↓

PR #55, opened 2024-11-11
Runner: run multiple versions of each solver 

jacek-oet:


runner/run_benchmarks.py
```diff
@@ -4,12 +4,27 @@
...
+        if solver_name == "highs":
+            return version("highspy")
+        elif solver_name == "scip":
+            return version("PySCIPOpt")
+        elif solver_name == "gurobi":
+            return version("gurobipy")
+        else:
+            return version("glpk")
+    except PackageNotFoundError:
+        return ValueError(f"Package Not Found Error {solver_name}")
```
siddharth-krishna, line 25:
```suggestion
        elif solver_name == "glpk":
            return version("glpk")
        else:
            raise NotImplementedError(f"We do not yet support {solver_name}")
```

Again, it's better to explicitly raise an error like in my suggestion so that when we add a new solver we get a meaningful error. Also note that you `raise` an error, not `return` it.

runner/run_benchmarks.py
```diff
@@ -37,9 +52,13 @@ def parse_memory(output):
     raise ValueError(f"Could not find memory usage in subprocess output:\n{output}")
 
 
-def write_csv_headers(results_csv, mean_stddev_csv):
+def write_csv_headers(results_csv, mean_stddev_csv, override):
+    if override:
+        mode = "w"
+    else:
+        mode = "a"
```
siddharth-krishna, line 59:
```suggestion
    mode = "w" if override else "a"
```

runner/run_benchmarks.py
```diff
@@ -235,17 +273,20 @@ def main(benchmark_file_path, solvers, iterations=1, timeout=15 * 60):
 
 
 if __name__ == "__main__":
-    # Check for benchmark file argument
+    # Check for benchmark file argument and optional year and override arguments
     if len(sys.argv) < 2:
-        print("Usage: python run_benchmarks.py <path_to_benchmarks.yaml>")
+        raise ValueError(
+            "Usage: python run_benchmarks.py <path_to_benchmarks.yaml> [<year>] [<override>]"
+        )
```
siddharth-krishna, line 280: It's getting complex enough that perhaps in the next PR we should switch to using the `argparse` library?

runner/requirements-2020.txt
```diff
@@ -0,0 +1,7 @@
+glpk==0.4.7
+gurobipy==9.5.0
+highspy==1.5.0.dev0
```
siddharth-krishna, line 3: If a solver's first release was in e.g. 2022, then let's not include it in `requirements-2020.txt` and let's change `run_benchmarks.py` to only run the solvers that are present in the pip environment. You can query `linopy.available_solvers` to find out which ones are available.

siddharth-krishna (commented):
Thank Jacek, it looks good overall, but I left some suggestions and requests. Also, let's make a separate PR to add a CI test for streamlit, especially if you switch from what you have here to something like https://docs.streamlit.io/develop/concepts/app-testing/automate-tests#running-the-app-tests

results/benchmark_results.csv
```diff
@@ -1,19 +1,21 @@
...
-pypsa-eur-elec-op-ucconv-3-24h,glpk,TO,Timeout,,900,182.904,0,0
-pypsa-eur-elec-op-ucconv-3-24h,scip,TO,Timeout,,900,760.456,0,0
-pypsa-gas+wind+sol+ely-1-1h,highs,ok,optimal,31714138111.861046,10.052644968032837,464.252,,
-pypsa-gas+wind+sol+ely-1-1h,glpk,ok,optimal,31714138110.0,137.99040961265564,299.336,,
-pypsa-gas+wind+sol+ely-1-1h,scip,ok,optimal,31714138111.860943,173.0952386856079,755.6,,
-pypsa-gas+wind+sol+ely-ucgas-1-1h,highs,ok,optimal,84667526618.3079,104.27388262748718,526.808,0,0
-pypsa-gas+wind+sol+ely-ucgas-1-1h,glpk,ok,optimal,84667526620.0,307.3840732574463,306.436,0,0
-pypsa-gas+wind+sol+ely-ucgas-1-1h,scip,ok,optimal,84667526618.30772,429.5963785648346,852.612,0,0
+Benchmark,Solver,Status,Termination Condition,Objective Value,Runtime (s),Memory Usage (MB),Max Integrality Violation,Duality Gap,Solver Version,Solver Release Year
+pypsa-eur-sec-2-24h,highs,ok,optimal,15337522234.402815,52.85370707511902,431.176,,,,2024
```
siddharth-krishna, line 2: Why is there no value for `Solver Version` for most lines?

runner/run_benchmarks.py
```diff
@@ -37,9 +51,10 @@ def parse_memory(output):
     raise ValueError(f"Could not find memory usage in subprocess output:\n{output}")
 
 
-def write_csv_headers(results_csv, mean_stddev_csv):
+def write_csv_headers(results_csv, mean_stddev_csv, override):
+    mode = "w" if override else "a"
```
siddharth-krishna, line 55: Why would I ever need to append CSV headers onto an existing file? You already have an if statement at the place where this function is called that only calls this function if overriding/writing a new file. So can't the mode in this function always be `w`?

runner/requirements-2022.txt
```diff
@@ -0,0 +1,4 @@
+highspy==1.5.0.dev0
+linopy==0.3.14
+pypsa==0.31.1
```
siddharth-krishna, line 3: Do we need `pypsa` for the runner? 🤔

siddharth-krishna (changes requested):
Thanks, Jacek. A couple of more small things to be done before we can merge this. 🙏 

>  All pages of the website other than the Solver History page should only use the data for the latest version of each solver

Did you do this already? If not, please implement that as well, thanks.

runner/run_benchmarks.py
```diff
@@ -196,13 +251,28 @@ def main(benchmark_file_path, solvers, iterations=1, timeout=15 * 60):
             raise ValueError("No valid 'path' or 'url' found for benchmark entry.")
 
         for solver in solvers:
+            try:
+                solver_version = get_solver_version(solver)
```
siddharth-krishna, line 255: Right now this is being called once for every benchmark. That could be slow if `conda list` takes some time. Can we make a `solver_versions` dict that maps each solver in `solvers` to its version before we start the `for file_info in benchmark_files_info:` loop? That way we only query each solver's version once.

siddharth-krishna (commented):
Thanks, Jacek! I left 2 small suggestions, but this looks good otherwise. I presume you've tested it locally on the 2 sample LP files or the smallest benchmarks?

If you could quickly implement these suggestions, then I can run all the benchmarks on all the solver versions and update the results file in this PR before we merge it in. 🙏

runner/benchmark_all.sh
```diff
@@ -0,0 +1,62 @@
...
+
+    env_name="env-$year"
+
+    conda create -n "$env_name" python=3.9 -y
+    source "$(conda info --base)/etc/profile.d/conda.sh"  # Ensure conda is initialized
+    conda activate "$env_name"
+
+    if [ -f "$req_file" ]; then
+        pip install --upgrade pip
+        pip install -r "$req_file"
```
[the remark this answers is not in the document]
jacek-oet: As we have removed the requirements files, it is necessary to update the CI's 'Run sample benchmarks' step. I will create a separate PR to address this update.

.github/workflows/ci.yaml
```diff
@@ -39,20 +38,7 @@ jobs:
       - name: Install Dependencies for Streamlit App Action
         run: |
             pip install -r website/requirements.txt
-
       - name: Run Streamlit App Action
         uses: streamlit/streamlit-app-action@v0.0.3
         with:
             app-path: website/app.py
-
-      - name: Run sample benchmarks
```
siddharth-krishna, line 48: Why was this CI test removed?

siddharth-krishna (approved):

.github/workflows/ci.yaml
jacek-oet: @siddharth-krishna I commented about that here.
https://github.com/open-energy-transition/solver-benchmark/pull/55#discussion_r1850388500

jacek-oet:
@siddharth-krishna LGTM! (As author of this PR, I am not permission to approve.)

↑

EXERCISE PROMPT
Each line of the material that has the word "merge" belongs in the answer.

SOLUTION
Thanks, Jacek. A couple of more small things to be done before we can merge this. 🙏 
If you could quickly implement these suggestions, then I can run all the benchmarks on all the solver versions and update the results file in this PR before we merge it in. 🙏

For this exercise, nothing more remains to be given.